> **Assignment**: Only an exact retyping of all the entries counts as an answer.

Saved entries
──────────────────────────────

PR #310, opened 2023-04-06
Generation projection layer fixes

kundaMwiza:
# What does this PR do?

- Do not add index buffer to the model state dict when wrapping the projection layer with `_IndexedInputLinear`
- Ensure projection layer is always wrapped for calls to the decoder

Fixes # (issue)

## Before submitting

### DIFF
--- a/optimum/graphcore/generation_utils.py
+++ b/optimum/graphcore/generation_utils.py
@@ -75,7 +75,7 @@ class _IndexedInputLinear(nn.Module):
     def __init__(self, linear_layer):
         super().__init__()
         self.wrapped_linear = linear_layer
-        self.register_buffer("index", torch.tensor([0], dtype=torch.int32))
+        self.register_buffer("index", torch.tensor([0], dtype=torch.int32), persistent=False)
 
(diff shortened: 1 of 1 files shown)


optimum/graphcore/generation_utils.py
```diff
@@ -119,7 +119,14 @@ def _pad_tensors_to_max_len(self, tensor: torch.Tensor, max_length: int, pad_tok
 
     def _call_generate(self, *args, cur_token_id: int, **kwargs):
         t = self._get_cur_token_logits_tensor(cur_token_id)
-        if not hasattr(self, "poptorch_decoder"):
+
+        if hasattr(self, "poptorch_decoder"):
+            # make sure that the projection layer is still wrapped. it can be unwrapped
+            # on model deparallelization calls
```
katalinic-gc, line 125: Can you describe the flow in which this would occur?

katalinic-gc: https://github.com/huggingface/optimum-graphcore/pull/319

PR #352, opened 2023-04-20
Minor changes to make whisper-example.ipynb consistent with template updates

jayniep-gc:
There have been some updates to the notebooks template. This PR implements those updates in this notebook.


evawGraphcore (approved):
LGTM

──────────────────────────────

> **Finished exercise**:
PR #310, opened 2023-04-06
Generation projection layer fixes

kundaMwiza:
# What does this PR do?

- Do not add index buffer to the model state dict when wrapping the projection layer with `_IndexedInputLinear`
- Ensure projection layer is always wrapped for calls to the decoder

Fixes # (issue)

## Before submitting

### DIFF
--- a/optimum/graphcore/generation_utils.py
+++ b/optimum/graphcore/generation_utils.py
@@ -75,7 +75,7 @@ class _IndexedInputLinear(nn.Module):
     def __init__(self, linear_layer):
         super().__init__()
         self.wrapped_linear = linear_layer
-        self.register_buffer("index", torch.tensor([0], dtype=torch.int32))
+        self.register_buffer("index", torch.tensor([0], dtype=torch.int32), persistent=False)
 
(diff shortened: 1 of 1 files shown)


optimum/graphcore/generation_utils.py
```diff
@@ -119,7 +119,14 @@ def _pad_tensors_to_max_len(self, tensor: torch.Tensor, max_length: int, pad_tok
 
     def _call_generate(self, *args, cur_token_id: int, **kwargs):
         t = self._get_cur_token_logits_tensor(cur_token_id)
-        if not hasattr(self, "poptorch_decoder"):
+
+        if hasattr(self, "poptorch_decoder"):
+            # make sure that the projection layer is still wrapped. it can be unwrapped
+            # on model deparallelization calls
```
katalinic-gc, line 125: Can you describe the flow in which this would occur?

katalinic-gc: https://github.com/huggingface/optimum-graphcore/pull/319

PR #352, opened 2023-04-20
Minor changes to make whisper-example.ipynb consistent with template updates

jayniep-gc:
There have been some updates to the notebooks template. This PR implements those updates in this notebook.


evawGraphcore (approved):
LGTM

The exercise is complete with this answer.